>> Tuesday, January 01, 2013
Happy New Year!
Can you believe it's 2013?
Reflecting back, this holiday "break" has been really different from most holiday breaks I've had in years past. One major difference is that for the first time since we've been married, Bryan and I did not go back to California to visit his parents.
We had spent three weeks traveling around Australia and New Zealand with them in November, and essentially we had used up almost all of our vacation days for that trip.
So this holiday season, we spent a few days in Ohio with my parents before coming back to Boston to just chill at home.
After traveling so much, it was actually really, really nice to finally be at home. I felt like I hadn't seen my kitchen in ages. It was fun to finally, finally, experiment in the kitchen again. I cooked, baked, and did all sorts of fun things that I haven't had time to do in months.
I can't wait to share some of those kitchen exploits with you in the next few weeks.
For today though, I just wanted to share with you the insanely delicious (and easy!) dish I made for our New Years Eve dinner.
I have a friend Peter who's really into wine. I may have told you about him before. He's been collecting wine for years and is always looking for fun and creative ways to showcase the wines.
This year for New Years Eve he decided he wanted to do a French Bordeaux tasting.
He prepared an excellent presentation about the wine region in general, and we had an education tasting, I guess you could say.

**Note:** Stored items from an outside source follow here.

PR #1337, opened 2023-01-12
Highlight messages that trip your dingwords

zarvox:
This is kinda a starting point for discussion.  I'm not totally sold on this specific appearance for this, but I do like the idea of having "the message that summoned me to a puzzle" having something that indicates the specific message in the log as noteworthy.

I'm open to feedback on the idea, including "this is ugly/a bad idea; don't do this".  Thoughts?

### DIFF
--- a/imports/client/components/PuzzlePage.tsx
+++ b/imports/client/components/PuzzlePage.tsx
@@ -50,6 +50,7 @@ import styled, { css } from 'styled-components';
 import Flags from '../../Flags';
 import Logger from '../../Logger';
 import { calendarTimeFormat, shortCalendarTimeFormat } from '../../lib/calendarTimeFormat';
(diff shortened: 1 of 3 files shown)


ebroder (approved):
This seems fine to me. I think it would be nice if we also highlighted the specific substring that matched (especially to help with debugging why a particular dingword is firing), but I'm not sure I know how to integrate that offhand with the v2 content.

zarvox:
I can think of a way I might achieve that in `ChatMessageV2` -- basically, search for dingwords in each range of text that we would render raw, and wrap the matching substring range in a `background-color`'d subspan?  I'll give it a shot later today.

ebroder:
I guess you can...decorate the dingword, and then this basically just works?

zarvox:
Can't use `decorate` outside of the editor.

It was a potluck style dinner, and therefore each person was responsible for bringing some sort of dish that would pair with Bordeaux. More than once, Peter not-so-subtly hinted at me that I should really make a lamb dish.
"I know you don't like lamb," he wrote, "but it's a great application for the pressure cooker."

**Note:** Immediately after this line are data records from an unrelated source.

PR #1339, opened 2023-01-12
Rework FirehosePage for chatmessage v2 

zarvox:
While we're doing layout, let's render with a more readable grid layout.  Does actual formatting on each message and supports both v1 and v2 chat messages, which *is* a bit more expensive -- I profiled it as taking about 3x as much wall-clock time per formatted message on a (separate, smaller) dataset on my M1 MBA as the current v1 chat (which doesn't do formatting at all).  Which is a bit.

However, I think this is probably good enough -- the worst of the FirehosePage is the initial loading time and streaming all the ChatMessage records from the server, which today for the 2022 takes 18 seconds, whereas rendering takes about 3 seconds for ~30000 chat messages.  The improved readability of having a more tabular structure seems plausibly worthwhile?  Especially since I expect most re-renders to hit the React memoization, and the worst loading/rendering times only show up once we're 30000 messages into a hunt anyway?

### DIFF
--- a/imports/client/components/FirehosePage.tsx
+++ b/imports/client/components/FirehosePage.tsx
@@ -15,7 +15,7 @@ import { indexedById } from '../../lib/listUtils';
 import ChatMessages from '../../lib/models/ChatMessages';
 import { indexedDisplayNames } from '../../lib/models/MeteorUsers';
 import Puzzles from '../../lib/models/Puzzles';
-import { ChatMessageType } from '../../lib/schemas/ChatMessage';
+import { ChatMessageType, nodeIsMention } from '../../lib/schemas/ChatMessage';
 import { PuzzleType } from '../../lib/schemas/Puzzle';
 import { useBreadcrumb } from '../hooks/breadcrumb';
 import useSubscribeDisplayNames from '../hooks/useSubscribeDisplayNames';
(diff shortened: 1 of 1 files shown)


ebroder:
Hmm. I'm not sure I personally find the tabular layout to be more readable, especially once things start wrapping:

Screenshot 2023-01-12 at 7 38 58 AM

As a strawman, what do you think about using `asFlatString` for the actual displayed text, and spilling the message onto its own line (with `white-space: pre-wrap`) if there's a newline in the message. Something like:

Screenshot 2023-01-12 at 7 44 40 AM

zarvox:
In weak defense: we could tune some of the space allocations, and it's worth noting that the most recent timestamps (which are what you're most likely looking at at any given moment) are going to be the shortest, since they'll just name the day and the time, so while tailing the log the timestamp shouldn't wrap.  Puzzle title and message sender are less controllable though.

That said: I don't think I personally care deeply about the UX here, so I could be talked into just about anything, and the render-to-flat-string approach might also give better performance?  I'll probably give that a go this afternoon.

zarvox:
Okay, I switched this to the suggested visual style.

ebroder (approved):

It's true. I don't love that game-y distinct flavor of lamb, though I often eat it since Bryan loves is to much. And I agree, lamb is probably one of the best meats with which to pair French Bordeaux.

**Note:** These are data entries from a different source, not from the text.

PR #1340, opened 2023-01-12
Use Mediasoup to heartbeat between servers

### LINKED ISSUE #1205: Make heartbeating between servers less noisy
With our in-house handling of audio calls, it's important that servers realize relatively quickly if another server goes down (since if that server was handling any calls, we want another server to step in to take over that call as quickly as possible - it will never be quick enough to be invisible to users, but we can try to prevent it from being completely disruptive).

At the time of implementation, we handled this by [significantly increasing](https://github.com/deathandmayhem/jolly-roger/commit/85afb07da7ed48d7395f6b85385c085c8a748852#diff-7e45e0895c47f12c4d7c342a68e5bb21a648b2f88546acc68d1eadaedbf2b746) the frequency with which a running server process updated it's MongoDB database record, resulting in one database write per server every 5 seconds or so, which is really quite a lot of ambient traffic for an otherwise completely idle site.

Acknowledging that this is a Hard Problem™ in computer science, it would be ideal if we could come up with a better way of detecting when a server has gone down that doesn't require quite as much database back and forth. A few specific ideas that spring to mind:

* Just use a different piece of infrastructure for heartbeating, e.g. Redis (with expiring keys)
* Have each Meteor process open a DDP connection to each other process, and rely on DDP's built-in ping-ponging to measure liveness. (This presents challenges around how we address individual server processes, or even individual servers, though that's slightly easier)

However, my current favorite idea is to have the mediasoup workers connect to each other. Mediasoup already has a built-in `PipeTransport` designed for multiple mediasoup workers to connect to each other. The primary intended use-case seems to be supporting [large-scale one-to-many broadcast](https://mediasoup.org/documentation/v3/scalability/#one-to-many-broadcasting), but it looks like we could probably establish transport without actually connecting any producers/consumers. We could then monitor those transports for disconnections as being indicative of server failure/shutdown. (For a sense of how to do this, look at the part of mediasoup's [pipeToRouter](https://github.com/versatica/mediasoup/blob/34cb60fab43ff367ec64e8034ea199697540490a/node/src/Router.ts#L724-L860) method before it actually wires up the provided producer, although we'd also need to wire up the inter-server communication of tuples and so on.) A few reasons this might not work:

* Transports are connected to _routers_ not to _workers_, which means that this could be `O(rooms * servers)` connections if we're not careful, which is a lot. It might be sufficient to connect to one room per server, although we'd need to be sure we handle the fenceposting correctly for when a server currently has no rooms allocated to it.
* A smaller thing, but we'd need to be sure that just having an open transport is sufficient to get any heartbeating between the two ends of the connection. If not, we might need to manually wire up data producers/consumers to send ping-pongs back and forth.

ebroder:
I don't plan to merge this until after this weekend, but I'll open this as a draft for feedback in case you have time to read through it.

Instead of heartbeating through MongoDB writes, we can use Mediasoup data producers and consumers to heartbeat between servers directly.

Each server creates a dedicated router for handling heartbeats; a DirectTransport, which allows the Meteor process to send data packets back and forth to the Mediasoup worker without a full WebRTC negotiation; and a DataProducer over that DirectTransport, which emits a heartbeat packet every 100ms (+/- jitter).

Then, whenever a server notices another server in the list of servers, it establishes a PipeTransport connection to that other server and pipes the heartbeat producer over that transport. It creates a MonitorConnectRequest record with the details of its half of the transport. Finally, it sets a watchdog - if it does not receive a heartbeat from the other server, it will mark that server as dead (and trigger the garbage collection cleanup hooks). The watchdog has an extra grace period before receiving the first heartbeat to allow for any potential delays in setting up the connection.

When a server observes a new MonitorConnectRequest record, it creates and connects its half of the PipeTransport and writes out a MonitorConnectAck so that the initiating server can connect, too. Then it resets the watchdog every time it receives a heartbeat packet.

Two notes about how Mediasoup works in this configuration:

First, as a reminder, Mediasoup's use of "producer" and "consumer" is from the perspective of a client, which makes it especially confusing here, because the sender of the heartbeats creates a "consumer" on the pipe transport, and the receiver creates a "producer".

Second, since PipeTransports don't use ICE to negotiation a connection, so you have to provide a single IP address, rather than a list of potential IP addresses, so we just grab the first one. In production, since we only use publicly-routable addresses for ICE, this should be fine.

Since this should allow us to detect dying servers at an acceptable pace for recovering WebRTC calls, we can also significantly relax the MongoDB-based heartbeats back to their previous frequency (heartbeats every 15 seconds with a 120 second expiration window).

Fixes #1205.

### DIFF
--- a/imports/server/garbage-collection.ts
+++ b/imports/server/garbage-collection.ts
@@ -24,12 +24,11 @@ async function cleanup() {
     },
   });
 
-  // Servers disappearing should be a fairly rare occurrence, but a disappearing
-  // server that's hosting an audio call blocks that call from proceeding until
-  // it's garbage collected, so set the timeouts on the tighter side. 5 seconds
-  // should be quick enough to recover without users noticing too much
-  // interruption, but long enough to account for transient blocking.
-  const timeout = new Date(Date.now() - 5 * 1000);
+  // Servers disappearing should be a fairly rare occurrence, so it's
+  // OK for the timeouts here to be generous. Servers get 120 seconds
+  // to update before their records are GC'd. Should be long enough to
+  // account for transients
+  const timeout = new Date(Date.now() - 120 * 1000);
   const deadServers = await Servers.find({ updatedAt: { $lt: timeout } })
     .mapAsync((server) => server._id);
   if (deadServers.length === 0) {
@@ -45,8 +44,15 @@ async function cleanup() {
   await Servers.removeAsync({ _id: { $in: deadServers } });
 }
 
+export async function cleanupDeadServer(id: string) {
+  for (const f of globalGCHooks) {
+    await f([id]);
+  }
+  await Servers.removeAsync(id);
+}
+
 function periodic() {
-  Meteor.setTimeout(periodic, 500 + (1000 * Random.fraction()));
+  Meteor.setTimeout(periodic, 15000 + (15000 * Random.fraction()));
   void cleanup();
 }
 
--- a/imports/server/mediasoup.ts
+++ b/imports/server/mediasoup.ts
@@ -1,4 +1,5 @@
 import { promises as dns } from 'dns';
+import EventEmitter from 'events';
 import { networkInterfaces } from 'os';
 import { Meteor } from 'meteor/meteor';
 import { Address6 } from 'ip-address';
@@ -8,11 +9,14 @@ import Flags from '../Flags';
 import Logger from '../Logger';
 import { ACTIVITY_GRANULARITY } from '../lib/config/activityTracking';
 import { RECENT_ACTIVITY_TIME_WINDOW_MS } from '../lib/config/webrtc';
+import Servers from '../lib/models/Servers';
 import CallHistories from '../lib/models/mediasoup/CallHistories';
 import ConnectAcks from '../lib/models/mediasoup/ConnectAcks';
 import ConnectRequests from '../lib/models/mediasoup/ConnectRequests';
 import ConsumerAcks from '../lib/models/mediasoup/ConsumerAcks';
 import Consumers from '../lib/models/mediasoup/Consumers';
+import MonitorConnectAcks from '../lib/models/mediasoup/MonitorConnectAcks';
+import MonitorConnectRequests from '../lib/models/mediasoup/MonitorConnectRequests';
 import Peers from '../lib/models/mediasoup/Peers';
 import ProducerClients from '../lib/models/mediasoup/ProducerClients';
 import ProducerServers from '../lib/models/mediasoup/ProducerServers';
@@ -22,13 +26,16 @@ import TransportRequests from '../lib/models/mediasoup/TransportRequests';
 import TransportStates from '../lib/models/mediasoup/TransportStates';
 import Transports from '../lib/models/mediasoup/Transports';
 import roundedTime from '../lib/roundedTime';
+import type { ServerType } from '../lib/schemas/Server';
 import type { ConnectRequestType } from '../lib/schemas/mediasoup/ConnectRequest';
 import type { ConsumerAckType } from '../lib/schemas/mediasoup/ConsumerAck';
+import type { MonitorConnectAckType } from '../lib/schemas/mediasoup/MonitorConnectAck';
+import type { MonitorConnectRequestType } from '../lib/schemas/mediasoup/MonitorConnectRequest';
 import type { ProducerClientType } from '../lib/schemas/mediasoup/ProducerClient';
 import type { RoomType } from '../lib/schemas/mediasoup/Room';
 import type { TransportRequestType } from '../lib/schemas/mediasoup/TransportRequest';
 import throttle from '../lib/throttle';
-import { registerPeriodicCleanupHook, serverId } from './garbage-collection';
+import { cleanupDeadServer, registerPeriodicCleanupHook, serverId } from './garbage-collection';
 import ignoringDuplicateKeyErrors from './ignoringDuplicateKeyErrors';
 import CallActivities from './models/CallActivities';
 import onExit from './onExit';
@@ -41,6 +48,10 @@ const mediaCodecs: types.RtpCodecCapability[] = [
     channels: 2,
   },
 ];
+
+const heartbeatFrequency = 100;
+const heartbeatTimeout = heartbeatFrequency * 50;
+const heartbeatInitialTimeout = heartbeatTimeout * 2;
 
 type ConsumerAppData = {
   call: string;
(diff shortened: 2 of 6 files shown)


imports/server/mediasoup.ts
```diff
@@ -386,11 +538,17 @@ class SFU {
   }
 
   onTransportCreated(transport: types.Transport) {
+    const transportAppData = transport.appData as TransportAppData;
+
+    // We're not wiring onTransportCreated up to the monitor router, so this
+    // shouldn't happen
+    if (transportAppData.type !== 'webrtc') {
```
zarvox, line 545: If it's indicative of a programming error/unreachable state, should this assert or throw instead of just ignoring the event?

imports/server/mediasoup.ts
```diff
@@ -519,6 +677,99 @@ class SFU {
     });
   }
 
+  onMonitorTransportCreated(transport: types.Transport) {
+    const transportAppData = transport.appData as TransportAppData;
+
+    // We're not wiring onTransportCreated up to non-monitor routers, so this
+    // shouldn't happen
+    if (transportAppData.type === 'webrtc') {
```
zarvox, line 685: ditto -- should this be an assertion/throw an exception?

imports/server/mediasoup.ts
```diff
@@ -42,6 +49,10 @@ const mediaCodecs: types.RtpCodecCapability[] = [
   },
 ];
 
+const heartbeatFrequency = 100;
+const heartbeatTimeout = heartbeatFrequency * 10;
```
zarvox, line 53: 1 second is probably a bit aggressive, given that we run stuff in the cloud where you can just get random hypervisor stolen time, where latency can be variable, and where I'm not sure what our behavior is if a server gets GC'd while still running.  We should probably consider:

* loosening the timeout a bit or
* convincing ourselves we understand what would happen if we incorrectly GC'd a server that still thinks it's alive/may be still serving clients.  Would we want some sort of STONITH/fencing mechanism if a server observes that its Servers record got deleted by another server to just intentionally exit so that it'd get restarted and take a new server ID, rather than trying to carry on in an inconsistent state?

imports/server/garbage-collection.ts
```diff
@@ -45,8 +44,15 @@ async function cleanup() {
   await Servers.removeAsync({ _id: { $in: deadServers } });
 }
 
+export async function markServerDead(id: string) {
```
zarvox, line 47: nit: I'd call this `cleanupDeadServer` instead of `markServerDead` since we're not really doing mark/sweep but are cleaning up after this particular dead server.

imports/server/mediasoup.ts
ebroder: I'll say up front that I'm moderately opposed to introducing a STONITH mechanism, because I am always worried about the cascading failure of every node decides to shoot every other node. So I'd prefer to avoid that.

A server which has its server record deleted out from under it will actually mostly recover on its own - the server record is managed with an upsert, so it'll just get re-inserted the next time the server's periodic process runs. For any rooms that it was responsible for, it'll observe that the `Room` record was deleted out from under it and destroy the corresponding mediasoup router, which is fine - the room should have been re-assigned to a different server.

However, it won't re-insert any records tied to that `serverId` and created by active subscriptions, which currently is specifically `Peer` and `Subscriber` records, so those will disappear. Active peers will get stuck in a "no self peer" state, and active viewers will disappear from the viewer list. Not ideal.

I'm fine bumping the timeouts back up to 5s (and probably 10s for initial handshake). Either way, I would love if we could come up with some way to handle `Peer` and `Subscriber` records more gracefully, although nothing is really coming to mind at the moment.

zarvox: > I'll say up front that I'm moderately opposed to introducing a STONITH mechanism, because I am always worried about the cascading failure of every node decides to shoot every other node. So I'd prefer to avoid that.

Totally reasonable.

> However, it won't re-insert any records tied to that serverId and created by active subscriptions, which currently is specifically Peer and Subscriber records, so those will disappear. Active peers will get stuck in a "no self peer" state, and active viewers will disappear from the viewer list. Not ideal.
> 
> I'm fine bumping the timeouts back up to 5s (and probably 10s for initial handshake). Either way, I would love if we could come up with some way to handle Peer and Subscriber records more gracefully, although nothing is really coming to mind at the moment.

I suspect we'll have to involve the client, since the client will still expect terminating the subscription to trigger cleanup of their Peer or Subscriber record if we quietly fixed things up behind the scenes, so that would have to happen from the backend they're talking to.  On the bright side, for e.g. the Peer record, the client should be able to observe that their intended call state is still joined, that `joinSubRef.current` is still valid, and that they observed `selfPeer` transition from truthy to falsy.  I'm not certain exactly what the code would look like, but I suspect we can make the client notice that it got dropped and re-establish a new subscription.

With the switch to the 5s timeout/10s initial timeout, I'm no longer super concerned with this misfiring, so let's go ahead and merge this.

We normally only operate with one backend instance during the off-season, right?  So we'll probably not really see anything that goes wrong here until we scale up for 2024?

imports/server/mediasoup.ts
```diff
@@ -807,10 +1189,14 @@ Meteor.startup(async () => {
     getLocalIPAddresses() :
     await getPublicIPAddresses();
   Logger.verbose('Discovered announceable IPs', { ips: ips.map((ip) => ip.announcedIp ?? ip.ip) });
+  const [primaryIp, ...otherIps] = ips;
+  if (!primaryIp) {
+    throw new Meteor.Error('Unable to discover any IP addresses');
```
zarvox, line 1194: Does this mean we'll fail to start up the backend if you're, say, developing jolly-roger while disconnected from other networks?  That's probably a developer experience regression that I'd prefer to avoid.

zarvox (approved):

imports/server/mediasoup.ts
ebroder: In development, we get addresses from iterating over your network devices, so presumably you'll always have a loopback in the worst case

imports/server/mediasoup.ts
ebroder: I was hypothesizing that we could detect this in the `mediasoup:join` subscription - after creating the peer, create an observer on the peer and if it gets deleted but the subscription hasn't been stopped, just recreate it. (And do something similar in `subscribers.inc`).

I haven't decided if I think there's meaningful risk of a server being alive and thinking it still had a client connected to it, but the client has gone away - screw cases there include that the client is just gone, or that the client has reconnected to a different server and we're in the "clean up an old peer" section of the code.

That's correct that we only run with 1 backend, although I think realistically the bigger issue is that we just don't _use_ Jolly Roger in the off-season. (We could pretty affordably run with, like, 2 `t3a.micro` instead of just 1 if we would actually get good data out of it)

So I buckled under pressure. We also happened to find these lovely lamb osso buco pieces at Costco , which helped seal the deal.
I decided to try out my new pressure cooker, a gift from Bryan not too long ago (more on that soon!).
This dish is pretty straightforward and doesn't take that long if you have a pressure cooker. If you don't have a pressure cooker, it's still easy, but just takes a couple more hours.
Sear the osso buco pieces until they are nicely browned on all sides. Remove from the pot.
Cook your lovely mirepoix ingredients - carrots, celery, and onions plus some garlic until soft.
Deglaze with wine. We went with a very good but not insanely expensive Carbernet-Merlot blend (2009 Château de France, Pessac-Léognan WS 93). According to Peter, you should never cook with a wine that you would not be willing to drink. The quality of the wine most certainly affects the flavor of your dish.
After about 40 minutes in the pressure cooker, the lamb becomes fall-off-the-bone tender. I removed the meat and further reduced the liquid until it was slightly thick, like a nice, hearty sauce.
When I tasted the "sauce", I felt that it needed something to round it out a bit, so I melted just 2 tablespoons of butter into the mix. Finally, in order to brighten it up just a bit, I added a splash of sweet balsamic vinegar (the good thick stuff you usually eat with strawberries!).
Serve with gremolata, which further brightens the dish up perfectly.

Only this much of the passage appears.